Like iDeas, the development of NeonDS has also been dead for years, so support for new games, bug fixes, and feature enhancements is out of the question. However, it is a good enough Nintendo DS emulator to try out if you’re an enthusiast who wants to get their hands on as many emulators as possible.
- Pros: Runs commercial ROMs, OpenGL 2.0 compliant, Uses few system resources
- Cons: Patchy compatibility, Not under active development
- Platforms: Windows
Yet another abandoned project, DuoS, is a Nintendo DS emulator that features both a dynamic recompiler and hardware GPU acceleration alongside a software renderer. Available on Windows, the emulator draws heavily from No$GBA and the excellent GPU core in DeSuME, enabling it to successfully emulate large parts of the Nintendo DS. It is also relatively polished and fast, making it one of the best Nintendo DS emulators in its time.
DuoS was a very promising emulator, but development ceased only a year after it started. The developer had plans to release even an iDuos, or an emulator for the DSi, as well as DS emulators for the iPhone and Windows RT. However, none of those saw the light of day. For whatever it’s worth, DuoS is still worth checking out for enthusiasts, if only as a case study for what might have been.
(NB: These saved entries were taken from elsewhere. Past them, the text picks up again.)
PR #1226, opened 2021-11-29
Add Windows and Mac CI

### LINKED ISSUE #1225: No Windows (or Mac) testing
It concerns me that there is no CI testing for Windows (or Mac, but Windows is the one that really worries me):

https://github.com/nschloe/meshio/blob/9dc6b0b05c9606cad73ef11b8b7785dd9b9ea325/.github/workflows/ci.yml#L23

Meshio is a hard dependency of PyVista, and I think we should set up multiplatform tests for this. I know meshio is pure Python and minimalist and all that jazz, but things can still be different on Windows, especially when we're dealing with text encodings and reading files.

cc @tkoyama010 @adeak @akaszynski

banesullivan:
Resolve #1225

### DIFF
--- a/.github/workflows/ci.yml
+++ b/.github/workflows/ci.yml
@@ -19,7 +19,7 @@ jobs:
       - name: Run pre-commit
         uses: pre-commit/action@v2.0.3
 
-  build:
+  test-ubuntu:
     runs-on: ubuntu-latest
     strategy:
       matrix:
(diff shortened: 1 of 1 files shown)


banesullivan:
Mac runners have less available time, so you may want to narrow the Python versions this runs on for those

banesullivan:
Looks like GitHub Actions doesn't want to execute these from my fork 😞

nschloe:
Fixed by #1228.

PR #1236, opened 2021-12-14
Depend on minimum numpy version

wiggin15:
meshio uses `numpy.typing` which was introduced in numpy 1.20.0 (https://numpy.org/doc/stable/release/1.20.0-notes.html#numpy-is-now-typed).

Specifying the minimum required version helps pip upgrade numpy if the environment has an older version installed.
It also lets pip catch conflicts when trying to install a big set of requirements with conflicting dependencies (numpy < 1.20.0 and meshio)


nschloe:
Good catch!

PR #548, opened 2022-05-25
Hw jv linked list

zim10093:


liliia-ponomarenko (changes requested):
Good solution! Let’s improve it 😉

liliia-ponomarenko (approved):
good job 👍

PR #550, opened 2022-05-27
implemented MyLinkedListInterface and all the required methods

Zinchuk-Yevhenii-Mate:


liliia-ponomarenko (changes requested):
Good solution! Let’s improve it 😉

PR #555, opened 2022-05-31
MyLinkedList implemented

oleksii-kordysh:


nazarbaklanov (changes requested):
Добавил комменты

nazarbaklanov (approved):
Ok)

src/main/java/core/basesyntax/MyLinkedList.java
```diff
@@ -1,47 +1,181 @@
...
 
     @Override
     public boolean remove(T object) {
-        return false;
+        try {
+            unlink(findNode(object));
+            return true;
+        } catch (NoSuchElementException e) {
+            return false;
+        }
```
KostyaNikiforov, line 63: We don't have to catch unchecked exceptions. Let's throw checked or you can just move the logic from that method here. Anyway you don't use it anywhere else

oleksii-kordysh: moved logic from findNode by element in remove by element

KostyaNikiforov (approved):
🔥

PR #556, opened 2022-05-31
All tests were passed. CheckStyle corrected.

MKaramavrov:


src/main/java/core/basesyntax/MyLinkedList.java
```diff
@@ -3,45 +3,145 @@
...
 
     @Override
     public boolean isEmpty() {
-        return false;
+        return size == 0;
+    }
+
+    private void checkIndex(int index) {
+        if (index < 0 || index >= size) {
+            throw new IndexOutOfBoundsException("Your index is not valid.");
```
Cosmic-M, line 98: it will be better if you create a constant with message for your exception

src/main/java/core/basesyntax/MyLinkedList.java
```diff
@@ -3,45 +3,145 @@
...
+        Node<T> current = getNode(index);
+        T removedValue = current.value;
+        unlink(current);
+        return removedValue;
     }
 
     @Override
     public boolean remove(T object) {
+        Node<T> current = head;
+        for (int i = 0; i < size; i++) {
```
Cosmic-M, line 75: you may replace with: while (current != null) {
(it's just my proposal, I think it looks a bit better)

PR #557, opened 2022-05-31
hw-linked-array

TymurTsvietkov:


Vasyl-Bevz (changes requested):

Vasyl-Bevz (approved):

src/main/java/core/basesyntax/MyLinkedList.java
```diff
@@ -3,45 +3,152 @@
 import java.util.List;
 
 public class MyLinkedList<T> implements MyLinkedListInterface<T> {
+    private Node<T> firstNode;
+    private Node<T> lastNode;
+    private int size;
+
+    public MyLinkedList() {
+        size = 0;
```
KostyaNikiforov, line 11: What is the default value of int?)

src/main/java/core/basesyntax/MyLinkedList.java
```diff
@@ -3,45 +3,152 @@
...
+            Node<T> newNode = new Node<>(lastNode, value, null);
+            lastNode.next = newNode;
+            lastNode = newNode;
+        }
+        size++;
     }
 
     @Override
     public void add(T value, int index) {
+        validateIndex(index, 1);
```
KostyaNikiforov, line 29: The fewer parameters a method has, the easier it is to work with.
In this case, it is not very clear why the second int parameter is needed.
What if I pass 5 to it?
There are 3 options to make it clearer:
1. Create two constants.
2. Create an enum with two parameters.
3. Use boolean instead of int.
And also you can try to avoid using the second argument.
What if you move this method after your next if block?

KostyaNikiforov (changes requested):

KostyaNikiforov (changes requested):

KostyaNikiforov (approved):

PR #559, opened 2022-05-31
methods were implemented

mykola8426:


src/main/java/core/basesyntax/MyLinkedList.java
```diff
@@ -3,45 +3,157 @@
 import java.util.List;
 
 public class MyLinkedList<T> implements MyLinkedListInterface<T> {
+    private Node<T> head;
+    private Node<T> tail;
+    private int size;
+
     @Override
     public void add(T value) {
```
olyaklipa, line 11: I think you can add "size++" only once in the end of the method (after all your if-else blocks).

src/main/java/core/basesyntax/MyLinkedList.java
```diff
@@ -3,45 +3,157 @@
...
-        return null;
+        indexCheck(index);
+        return getNodeByIndex(index).item;
     }
 
     @Override
     public T set(T value, int index) {
-        return null;
+        Node<T> nodeWillReplaced = getNodeByIndex(index);
+        T a = nodeWillReplaced.item;
```
olyaklipa, line 69: "a" - could you please make the variable name more informative

src/main/java/core/basesyntax/MyLinkedList.java
```diff
@@ -3,45 +3,157 @@
...
 
     @Override
     public T get(int index) {
-        return null;
+        indexCheck(index);
+        return getNodeByIndex(index).item;
     }
 
     @Override
     public T set(T value, int index) {
```
olyaklipa, line 67: Alternatively, you can use your "remove(index) and "add(value, index) " methods here

olyaklipa (commented):
Nice solution!

olyaklipa (approved):

src/main/java/core/basesyntax/MyLinkedList.java
```diff
@@ -3,45 +3,155 @@
...
+
+        } else if (index < size) {
+            Node<T> nodeOnIndex = getNodeByIndex(index);
+            Node<T> newNode = new Node<>(nodeOnIndex, value, nodeOnIndex.prev);
+            nodeOnIndex.prev.next = newNode;
+            nodeOnIndex.prev = newNode;
+            size++;
+        } else {
+            add(value);
+        }
```
KostyaNikiforov, line 48: It seems like you can remove your first if block because if the size equals 0 or if the index equal size you do the same things

src/main/java/core/basesyntax/MyLinkedList.java
```diff
@@ -3,45 +3,155 @@
...
+        } else {
+            actual = tail;
+            for (int j = size - 1; j > index; j--) {
+                actual = actual.prev;
+            }
+        }
+        return actual;
+    }
+
+    private void indexCheck(int index) {
```
KostyaNikiforov, line 134:
```suggestion
    private void checkIndex(int index) {
```

src/main/java/core/basesyntax/MyLinkedList.java
```diff
@@ -3,45 +3,155 @@
...
     public void addAll(List<T> list) {
+        for (T element : list) {
+            add(element);
+        }
     }
 
     @Override
     public T get(int index) {
-        return null;
+        indexCheck(index);
```
KostyaNikiforov, line 60: You can remove this line, because you already check the index in the `getNodeByIndex` method

KostyaNikiforov (changes requested):

src/main/java/core/basesyntax/MyLinkedList.java
mykola8426: Метод checkIndex() включає index >= size , тобто якщо я видалю і користувач захоче додати елемент на 0 позицію , то викине Exception

KostyaNikiforov (approved):

PR #561, opened 2022-06-01
created linkedlist

KarinaTanasiichuk:


src/main/java/core/basesyntax/MyLinkedList.java
```diff
@@ -3,45 +3,146 @@
...
+        return oldNodeValue;
     }
 
     @Override
     public T remove(int index) {
-        return null;
+        validIndex(index);
+        Node<T> oldNode = findNode(index);
+        T oldNodeItem = oldNode.item;
+        unlink(oldNode);
```
zim10093, line 81: Recommendation. You can return an item in the unlink() method. It will save several lines.
It may look like this, return unlink(findNode(index));
So, you can change it if you want,  the last word for the mentor.

src/main/java/core/basesyntax/MyLinkedList.java
```diff
@@ -70,8 +70,8 @@ public T remove(int index) {
     public boolean remove(T object) {
         Node<T> node = first;
         for (int i = 0; i < size; i++) {
-            if (node.item == object
-                    || node.item.equals(object)) {
+            if (object == null ? node.item == null
+                    : node.item.equals(object)) {
```
zim10093, line 74: Imagine:
object   ==  3; 
node == null;
what will happend?
So, you should invoke the equals method in the nonNull method. Now item can be Null and you try to invoke equals in the null object.

zim10093 (changes requested):

src/main/java/core/basesyntax/MyLinkedList.java
```diff
@@ -3,45 +3,143 @@
...
+        Node<T> node = first;
+        if (node != null) {
+            for (int i = 0; i < size; i++) {
+                if (node.item == object || node.item.equals(object)) {
+                    unlink(node);
+                    return true;
+                }
+                node = node.next;
+            }
+        }
```
zim10093, line 80: In this case, you can`t remove a first null element. You should check in the loop.
```suggestion
            for (int i = 0; i < size; i++) {
                if (object == null ? node.item == null : object.equals(node.item)) {
                    unlink(node);
                    return true;
                }
                node = node.next;
        }
```

zim10093 (changes requested):

zim10093 (approved):
At last. Please make commit messages more informative

src/main/java/core/basesyntax/MyLinkedList.java
```diff
@@ -3,45 +3,141 @@
...
+        return size;
     }
 
     @Override
     public boolean isEmpty() {
-        return false;
+        return size == 0;
+    }
+
+    private void validIndex(int index) {
```
KostyaNikiforov, line 92:
```suggestion
    private void validateIndex(int index) {
```

src/main/java/core/basesyntax/MyLinkedList.java
```diff
@@ -3,45 +3,141 @@
 import java.util.List;
 
 public class MyLinkedList<T> implements MyLinkedListInterface<T> {
+    private int size;
+    private Node<T> first;
+    private Node<T> last;
+
     @Override
     public void add(T value) {
+        Node<T> node = new Node<>(last, value,null);
```
KostyaNikiforov, line 12:
```suggestion
        Node<T> node = new Node<>(last, value, null);
```

KostyaNikiforov (approved):
Good job)

PR #562, opened 2022-06-01
LinkedList methods were implemented

YaroslavLa:


viktoriia-haraniuk (approved):
Good solution, I like it :wink:

KostyaNikiforov (changes requested):

KostyaNikiforov (approved):

PR #565, opened 2022-06-01
created MyLinkedList class

DimaPodakin:


src/main/java/core/basesyntax/MyLinkedList.java
```diff
@@ -3,45 +3,140 @@
...
     }
 
     @Override
     public boolean isEmpty() {
-        return false;
+        return size == 0;
+    }
+
+    private Node<T> findNodeByIndex(int index) {
+        checkIndexException(index);
```
ChumakAndrey, line 91: There is redundant check, because you additional check index in each method

src/main/java/core/basesyntax/MyLinkedList.java
```diff
@@ -3,45 +3,140 @@
...
+        if (index < 0 || index >= size) {
+            throw new IndexOutOfBoundsException("This index is invalid");
+        }
+    }
+
+    private T unlink(Node<T> removedNode) {
+        if (size == 1) {
+            head = null;
+            tail = null;
+        } else if (removedNode == head) {
```
ChumakAndrey, line 117: In this case it works, but I think it's not good practice to compare objects with `==`

ChumakAndrey (changes requested):

ChumakAndrey (approved):

KostyaNikiforov (approved):
LGTM:fire:

PR #586, opened 2022-07-13
Hw120722

sergeiburya:


src/main/java/core/basesyntax/MyLinkedList.java
```diff
@@ -3,45 +3,212 @@
...
+
+    public MyLinkedList() {
+
+    }
+
+    public MyLinkedList(int size, Node<T> head, Node<T> tail) {
+        this.size = size;
+        this.head = head;
+        this.tail = tail;
+    }
```
MaliukDaria, line 18: Why do we need these constructors?

src/main/java/core/basesyntax/MyLinkedList.java
```diff
@@ -3,45 +3,212 @@
...
     public T remove(int index) {
-        return null;
+        checkIndex(index, size - 1);
+        if (index == 0) {
+            return removeFirst();
+        } else if (index == size - 1) {
+            return removeLast();
+        } else {
+            Node<T> oldNode = findElement(index);
+            unlink(oldNode);
```
MaliukDaria, line 70: could we implement logic of unlinking node, considering that we could unlink first node or last node and just call unlink method here and in `boolean remove(T object)` method?

src/main/java/core/basesyntax/MyLinkedList.java
```diff
@@ -3,45 +3,212 @@
...
+    private void unlink(Node<T> node) {
+        node.next.prev = node.prev;
+        node.prev.next = node.next;
+        node.prev = null;
+        node.next = null;
+    }
+
+    private void checkIndex(int index, int limit) {
+        if (index < 0 || index > limit) {
+            throw new IndexOutOfBoundsException("Index is outside");
```
MaliukDaria, line 185:
```suggestion
            throw new IndexOutOfBoundsException("Index " + index + " is out or range for limit " + limit);
```

lets make exception messages more informative

MaliukDaria (changes requested):

src/main/java/core/basesyntax/MyLinkedList.java
```diff
@@ -3,45 +3,167 @@
...
+                    return true;
+                }
+            }
+        } else {
+            for (Node<T> currentNode = head; currentNode != null; currentNode = currentNode.next) {
+                if (object.equals(currentNode.value)) {
+                    unlink(currentNode);
+                    return true;
+                }
+            }
```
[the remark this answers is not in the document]
sergeiburya: I think that it is possible, but we need to avoid NullPointerException when we call the object.equals in the empty object . I haven't found a solution yet.

MaliukDaria (approved):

- Pros: Hardware GPU acceleration, Relatively fast
- Cons: Abandoned project with no updates for years
- Platforms: Windows
10. Citra: Best Nintendo 3DS Emulator
The list of the best Nintendo DS emulators will be incomplete without the mention of at least one 3DS emulator. Probably the most well-known Nintendo 3DS emulator around, Citra is a free and open-source software that can run almost all homebrew 3DS games and many commercial 3DS titles on Windows, Mac, Linux, and Android. You can play all Pokémon games, including Pokémon X/Y, which run with HLE audio and LLE audio. It also supports controllers that you can directly configure through the GUI.
One thing to note about Citra is that it does not work well with older PC hardware and needs relatively powerful x64 or ARM64 processors to run smoothly. As with most emulators, it is also incompatible with some apps and games, which won’t load at all and show only a black screen. Also, note that some of the games that run flawlessly will need file dumps from the actual 3DS console. Citra supports networked local Wi-Fi but does not support connecting to Nintendo’s servers.
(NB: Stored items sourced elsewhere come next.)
PR #596, opened 2022-07-29
Solution created.

tumanUk:


src/main/java/core/basesyntax/MyLinkedList.java
```diff
@@ -3,45 +3,140 @@
...
+        } else {
+            current = tail;
+            for (int i = size - 1; i > index; i--) {
+                current = current.prev;
+            }
+        }
+        return current;
+    }
+
+    private void checkIndexException(int index) {
```
MaliukDaria, line 107:
```suggestion
    private void checkIndex(int index) {
```

src/main/java/core/basesyntax/MyLinkedList.java
```diff
@@ -3,45 +3,140 @@
...
+        if (index < 0 || index >= size) {
+            throw new IndexOutOfBoundsException("This index is invalid");
```
MaliukDaria, line 109:
```suggestion
            throw new IndexOutOfBoundsException("This index "+index+"is invalid for size " + size);
```

src/main/java/core/basesyntax/MyLinkedList.java
```diff
@@ -3,45 +3,140 @@
...
+    }
+
+    private T unlink(Node<T> removedNode) {
+        if (size == 1) {
+            head = null;
+            tail = null;
+        } else if (removedNode.equals(head)) {
+            head.next.prev = null;
+            head = removedNode.next;
+        } else if (removedNode.equals(tail)) {
```
MaliukDaria, line 120:
```suggestion
        } else if (removedNode.prev == null) {
            head.next.prev = null;
            head = removedNode.next;
        } else if (removedNode.next == null) {
```

I think it is better not to use equals here

MaliukDaria (changes requested):

PR #597, opened 2022-08-01
task completed v.1.0

ghost1975:


src/main/java/core/basesyntax/MyLinkedList.java
```diff
@@ -3,45 +3,176 @@
 import java.util.List;
 
 public class MyLinkedList<T> implements MyLinkedListInterface<T> {
+    private Node<T> head;
+    private Node<T> tail;
+    private int size;
+
+    public MyLinkedList() {
+    }
```
Nick97-git, line 11: do you need to add this constructor explicitly?

Nick97-git (changes requested):

src/main/java/core/basesyntax/MyLinkedList.java
```diff
@@ -3,45 +3,176 @@
...
+        }
+        if (tail == null) {
+            tail = new Node<>(value, head, null);
+            head.next = tail;
+            size++;
+            return;
+        }
+        tail.next = new Node<>(value, tail, null);
+        tail = tail.next;
+        size++;
```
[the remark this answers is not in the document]
ghost1975: Changed the logic a little. In the case when there is only one Node head, the initial value "previous" field of the newly created Node tail = "null". It needs to be initialized. The same as the value of the "next" field for the "head".

src/main/java/core/basesyntax/MyLinkedList.java
```diff
@@ -3,45 +3,174 @@
...
+        } else {
+            if (tail == null) {
+                tail = newNode;
+                tail.previous = head;
+                head.next = tail;
+            } else {
+                tail.next = newNode;
+                tail = newNode;
+            }
+        }
```
Nick97-git, line 24: code below doesn't work? If it works, I don't see any reason not to use it 
Node newNode = new Node<>(tail, value, null);
if (size == 0) {
head = newNode;
} else {
tail.next = newNode;
}
tail = newNode;
size++;

Nick97-git (changes requested):

src/main/java/core/basesyntax/MyLinkedList.java
ghost1975: with the proposed implementation, I receive the error "Cannot assign field "next" because "this.tail" is null."
That's why I added field initialization head.next and tail.previous.  
The corresponding code fragment is used only if there is only one head node.

Nick97-git (approved):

- Pros: Open source, Compatible with all Pokémon games, Networking support, Controller support, Multiplayer support, Compatibility with newer Nintendo 3DS games
- Cons: Relatively hardware-intensive
- Platforms: Windows, Mac, Linux, Android
The Best Nintendo DS Emulators to Feed Your Nostalgia
While there are plenty of high-definition games available on all modern platforms, many are still enamored by the charm of the simple, pixelated Nintendo DS games. The Nintendo DS emulators in the list above will help you bring back the glory days of the iconic console even as the Nintendo Switch continues to rack up the sales numbers as we speak. So go ahead, take them for a spin and let us know which Nintendo DS emulator you finally settled on and why.